__Assigned task__:
Scan the data below for lines holding the word "dimming", and copy each line found.

__Source data__:

PR #2155, opened 2026-05-28
UI 3

pythcoiner:
This PR inplement the rework of the send panel described in #2105:
- change the flow, forcing user to add a label before display the address
- rework general appearance following figma
- after this it became mandatory to enter a label when generating an address
- display address chuncked by 4/6/no chunks (coldcard display chucnks of 4, specter 6)  

closes #2105
closes #837 
closes #1024
closes #1962
closes #1967

PR #2170, opened 2026-06-08
gui: chunk address displays

ws-plaude:
Display wallet addresses in 4-character chunks, dimming odd chunks for visual verification.

Clicking an address toggles that widget between chunked and plain display.

### DIFF
--- a/liana-gui/src/app/view/coins.rs
+++ b/liana-gui/src/app/view/coins.rs
@@ -3,7 +3,7 @@ use std::collections::HashMap;
 use iced::{widget::Space, Alignment, Length};
 
 use liana_ui::{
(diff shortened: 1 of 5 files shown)


pythcoiner:
@ws-plaude can you split it in 2 commits:
- one that create a component in liana-ui::component::address
- one that impl usages

pythcoiner:
@ws-plaude about dimming chuncks, maybe I was not enough clear, what I want is :
- even chunks are not dimmed
- odd chunks are dimmed

can the component implement Widget and own its (toggled) state rather leaking in the view state?

ws-plaude:
done

ws-plaude:
done

pythcoiner:
superseded by #2155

__Response area__:
Display wallet addresses in 4-character chunks, dimming odd chunks for visual verification.
@ws-plaude about dimming chuncks, maybe I was not enough clear, what I want is :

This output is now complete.